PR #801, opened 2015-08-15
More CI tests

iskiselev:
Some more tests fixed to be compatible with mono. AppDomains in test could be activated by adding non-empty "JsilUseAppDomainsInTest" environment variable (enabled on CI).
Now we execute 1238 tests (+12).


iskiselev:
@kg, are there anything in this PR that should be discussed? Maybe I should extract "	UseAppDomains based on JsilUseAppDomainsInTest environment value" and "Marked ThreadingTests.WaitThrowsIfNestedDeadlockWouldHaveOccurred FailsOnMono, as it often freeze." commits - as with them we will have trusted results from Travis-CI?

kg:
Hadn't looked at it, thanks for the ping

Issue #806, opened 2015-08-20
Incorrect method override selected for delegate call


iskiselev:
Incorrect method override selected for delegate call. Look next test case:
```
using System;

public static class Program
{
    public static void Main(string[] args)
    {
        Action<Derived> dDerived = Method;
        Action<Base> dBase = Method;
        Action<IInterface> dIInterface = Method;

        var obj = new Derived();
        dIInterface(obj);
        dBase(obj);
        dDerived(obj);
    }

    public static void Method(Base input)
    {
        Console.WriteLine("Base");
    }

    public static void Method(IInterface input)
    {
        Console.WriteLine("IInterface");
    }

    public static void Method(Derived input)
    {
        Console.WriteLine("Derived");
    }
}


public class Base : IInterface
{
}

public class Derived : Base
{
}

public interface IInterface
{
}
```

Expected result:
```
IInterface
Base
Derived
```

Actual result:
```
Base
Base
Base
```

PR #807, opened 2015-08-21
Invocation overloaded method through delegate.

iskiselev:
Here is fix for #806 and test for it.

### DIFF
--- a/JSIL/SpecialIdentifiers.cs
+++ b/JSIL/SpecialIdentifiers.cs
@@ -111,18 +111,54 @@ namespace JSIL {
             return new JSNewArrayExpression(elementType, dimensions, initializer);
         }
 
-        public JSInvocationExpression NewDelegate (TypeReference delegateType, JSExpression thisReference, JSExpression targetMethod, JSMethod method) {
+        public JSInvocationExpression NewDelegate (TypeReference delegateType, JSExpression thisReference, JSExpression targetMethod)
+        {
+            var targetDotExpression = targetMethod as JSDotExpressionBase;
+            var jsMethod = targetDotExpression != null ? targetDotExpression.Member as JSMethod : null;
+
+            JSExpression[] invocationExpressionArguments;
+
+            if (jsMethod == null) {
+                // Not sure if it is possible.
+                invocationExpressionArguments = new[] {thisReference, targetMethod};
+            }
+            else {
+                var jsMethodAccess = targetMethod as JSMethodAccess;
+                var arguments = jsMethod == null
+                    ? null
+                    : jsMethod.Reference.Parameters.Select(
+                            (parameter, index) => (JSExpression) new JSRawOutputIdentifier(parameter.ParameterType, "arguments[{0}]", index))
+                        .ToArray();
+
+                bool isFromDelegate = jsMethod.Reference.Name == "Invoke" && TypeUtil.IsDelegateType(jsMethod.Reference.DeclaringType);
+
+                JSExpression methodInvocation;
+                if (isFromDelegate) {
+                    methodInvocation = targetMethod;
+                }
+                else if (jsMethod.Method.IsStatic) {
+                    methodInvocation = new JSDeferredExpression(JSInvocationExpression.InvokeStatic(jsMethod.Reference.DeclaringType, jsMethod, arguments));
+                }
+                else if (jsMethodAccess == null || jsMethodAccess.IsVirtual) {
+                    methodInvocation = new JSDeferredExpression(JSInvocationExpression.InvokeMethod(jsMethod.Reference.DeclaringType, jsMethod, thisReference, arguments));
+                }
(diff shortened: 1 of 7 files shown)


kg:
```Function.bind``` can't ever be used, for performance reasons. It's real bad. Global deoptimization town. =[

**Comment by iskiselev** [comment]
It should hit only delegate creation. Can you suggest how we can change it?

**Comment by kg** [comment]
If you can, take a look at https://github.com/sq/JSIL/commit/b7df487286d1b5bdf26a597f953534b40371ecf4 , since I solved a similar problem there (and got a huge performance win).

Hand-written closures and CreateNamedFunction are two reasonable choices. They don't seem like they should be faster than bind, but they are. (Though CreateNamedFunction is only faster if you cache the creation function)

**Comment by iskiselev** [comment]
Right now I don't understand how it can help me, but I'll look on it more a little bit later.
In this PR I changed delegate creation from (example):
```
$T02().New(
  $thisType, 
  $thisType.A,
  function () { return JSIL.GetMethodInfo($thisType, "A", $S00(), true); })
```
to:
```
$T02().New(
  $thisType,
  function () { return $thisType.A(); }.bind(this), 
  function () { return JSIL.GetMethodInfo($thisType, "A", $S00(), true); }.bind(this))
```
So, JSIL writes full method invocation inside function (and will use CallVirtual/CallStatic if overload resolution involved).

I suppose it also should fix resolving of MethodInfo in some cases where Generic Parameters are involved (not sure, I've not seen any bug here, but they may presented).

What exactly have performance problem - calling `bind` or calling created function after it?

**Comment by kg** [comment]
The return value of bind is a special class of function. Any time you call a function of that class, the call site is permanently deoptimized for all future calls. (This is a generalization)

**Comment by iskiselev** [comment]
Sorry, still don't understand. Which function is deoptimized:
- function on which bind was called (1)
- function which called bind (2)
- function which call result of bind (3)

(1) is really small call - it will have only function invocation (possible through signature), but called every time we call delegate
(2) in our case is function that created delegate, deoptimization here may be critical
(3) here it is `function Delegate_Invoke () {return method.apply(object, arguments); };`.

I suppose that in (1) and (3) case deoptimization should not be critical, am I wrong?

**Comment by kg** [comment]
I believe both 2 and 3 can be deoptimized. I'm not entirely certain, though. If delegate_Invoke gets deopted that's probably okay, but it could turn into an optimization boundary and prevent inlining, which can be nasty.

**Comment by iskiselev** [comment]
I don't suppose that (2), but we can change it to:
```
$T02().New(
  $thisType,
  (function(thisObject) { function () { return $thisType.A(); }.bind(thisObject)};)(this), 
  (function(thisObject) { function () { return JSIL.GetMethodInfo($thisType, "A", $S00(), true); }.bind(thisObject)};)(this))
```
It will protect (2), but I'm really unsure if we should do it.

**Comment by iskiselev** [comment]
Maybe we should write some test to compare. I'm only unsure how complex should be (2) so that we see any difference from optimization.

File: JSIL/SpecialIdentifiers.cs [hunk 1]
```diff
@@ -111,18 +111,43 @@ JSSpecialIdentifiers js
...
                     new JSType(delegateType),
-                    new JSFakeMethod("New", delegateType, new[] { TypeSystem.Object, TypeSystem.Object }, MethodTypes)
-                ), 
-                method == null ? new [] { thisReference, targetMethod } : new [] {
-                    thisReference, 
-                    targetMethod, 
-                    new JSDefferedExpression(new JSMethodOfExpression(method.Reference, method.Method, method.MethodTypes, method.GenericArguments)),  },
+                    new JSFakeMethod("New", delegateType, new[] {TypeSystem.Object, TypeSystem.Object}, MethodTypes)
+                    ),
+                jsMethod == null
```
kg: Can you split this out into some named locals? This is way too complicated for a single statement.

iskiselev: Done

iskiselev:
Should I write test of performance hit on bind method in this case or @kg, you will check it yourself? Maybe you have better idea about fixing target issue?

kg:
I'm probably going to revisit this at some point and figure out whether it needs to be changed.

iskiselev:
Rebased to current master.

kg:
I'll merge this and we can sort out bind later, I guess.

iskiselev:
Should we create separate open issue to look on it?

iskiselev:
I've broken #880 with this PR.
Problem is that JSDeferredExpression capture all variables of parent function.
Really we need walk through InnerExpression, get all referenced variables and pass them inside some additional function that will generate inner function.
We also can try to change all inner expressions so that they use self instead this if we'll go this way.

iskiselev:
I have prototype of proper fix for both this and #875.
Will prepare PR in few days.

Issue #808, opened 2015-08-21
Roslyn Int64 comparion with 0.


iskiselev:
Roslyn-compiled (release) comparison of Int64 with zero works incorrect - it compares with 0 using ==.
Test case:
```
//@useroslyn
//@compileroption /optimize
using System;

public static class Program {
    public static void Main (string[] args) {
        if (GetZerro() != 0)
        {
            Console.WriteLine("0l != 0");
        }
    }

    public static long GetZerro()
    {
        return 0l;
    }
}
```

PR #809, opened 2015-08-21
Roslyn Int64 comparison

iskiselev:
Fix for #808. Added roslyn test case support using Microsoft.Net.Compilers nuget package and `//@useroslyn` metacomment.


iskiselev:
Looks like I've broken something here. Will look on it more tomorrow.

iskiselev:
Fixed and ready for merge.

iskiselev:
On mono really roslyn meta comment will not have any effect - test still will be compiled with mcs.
__________________________________________________
Task prompt: Work through the entries above and report the number of lines that include "Console", with nothing else.

Solution to the exercise: 4